Miranda's ex, an obnoxious, aspiring art star, assembles material for a narcissistic gallery exhibition. Miranda's daughter steps in with a ball of string that she wraps around everything, making soft, mobile sculptures "to tie things up." And somewhere in Minnesota, an elderly woman crafts painstakingly detailed dolls and dioramas that may - or may not - explain a secret Erik discovers in a long lost letter the woman wrote to his father.

In addition to three previous novels, Hustvedt has published a book of poetry, two nonfiction collections and an anthology of essays on painting called The Mysteries of the Rectangle. All of her writing is intensely visual. But her fiction is less about art than about art's attempt to render trauma in words and images. What gives The Sorrows of an American its exquisite, piercing pain is the fact that art cannot completely do so. "Trauma isn't part of a story," Erik says to himself at one point. "It is outside story. It is what we refuse to make part of our story."

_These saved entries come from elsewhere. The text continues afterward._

PR #776, opened 2026-06-22
fix(imagemounter): apply RestoreRequestRules when personalizing DDI

qiuzilin:
Personalized Developer Disk Image mounting (iOS 17+) requests a signature from Apple's TSS server. Newer BuildManifests (e.g. iOS 26) no longer carry static EPRO/ESEC values on the trusted manifest entries; instead they ship `RestoreRequestRules` (on the LoadableTrustCache entry) that derive these fields from the request parameters.

Previously getSignature read entry.EPRO/entry.ESEC directly, which decode to their zero value (false) for these manifests. Apple then rejects the request with `STATUS=94 (This device isn't eligible for the requested build)` because a production + secured Img4 device must send EPRO=true/ESEC=true.

Parse RestoreRequestRules from the manifest and apply them (matching the algorithm used by idevicerestore / pymobiledevice3) so the correct EPRO/ESEC are sent. Verified end-to-end against a physical iOS 26.5 device, which now mounts successfully.

Adds unit tests for applyRestoreRequestRules.

### DIFF
--- a/ios/imagemounter/personalized_image.go
+++ b/ios/imagemounter/personalized_image.go
@@ -38,6 +38,11 @@ func (m buildManifest) findIdentity(identifiers personalizationIdentifiers) (bui
 	return buildIdentity{}, fmt.Errorf("findIdentity: failed to find identity for ApBoardId 0x%x and ApChipId 0x%x", identifiers.BoardId, identifiers.ChipID)
 }
 
+type restoreRequestRule struct {
+	Actions    map[string]interface{} `plist:"Actions"`
+	Conditions map[string]interface{} `plist:"Conditions"`
+}
+
 type manifestEntry struct {
 	Digest  []byte
 	Trusted bool `plist:"Trusted"`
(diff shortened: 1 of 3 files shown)


shamanec:
Important change, I had to add those properties manually to the manifest so it would work 😅 I'd rather @danielpaulus approve it for merging though

stoktamisoglu:
> Important change, I had to add those properties manually to the manifest so it would work 😅 I'd rather @danielpaulus approve it for merging though

Hi @qiuzilin / @shamanec , do you think we still need this PR after merging #781  ?

shamanec:
I would say we dont as long as it works fine on the latest release 👌

stoktamisoglu:
FYI: have tested #781 on 26.5.2 and it fixed the problem.

qiuzilin:
> > Important change, I had to add those properties manually to the manifest so it would work 😅 I'd rather @danielpaulus approve it for merging though
> 
> Hi @qiuzilin / @shamanec , do you think we still need this PR after merging #781 ?

Thanks @stoktamisoglu for #781, and thanks @shamanec for checking.

Given that #781 is merged and confirmed on 26.5.2, this PR is redundant — I'll close #776 as superseded by #781.

Thanks everyone for the review and for verifying the fix!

To a certain extent, The Sorrows of an American is a novel grappling with the consequences of September 11, 2001. But Hustvedt wisely peels back one trauma to reveal another and then another still. Erik discovers a long memoir and a short missive among his father's affects. Together, the two texts crack open the history of Norwegian immigrants in the American Midwest, where one generation (Erik's grandfather) was wiped out by the Great Depression, and another (Erik's father) was torn apart by World War II.

Erik never finds the neat and tidy story he is looking for, just as he never really divulges the experience that haunts him most - the suicide of a former patient in 1992 - or comes to terms with his anger over the US-led war in Iraq. Hustvedt folds three generations together - "My grandfather shouts in his sleep. My father shoves his fist through the ceiling. I quake" - in a chain of psychic associations that create a shattered, poignant rumination on loss. The only redemption to be found is tucked into the imagined artworks that Hustvedt's characters leave behind.

Kaelen Wilson-Goldie reports from Beirut for The National.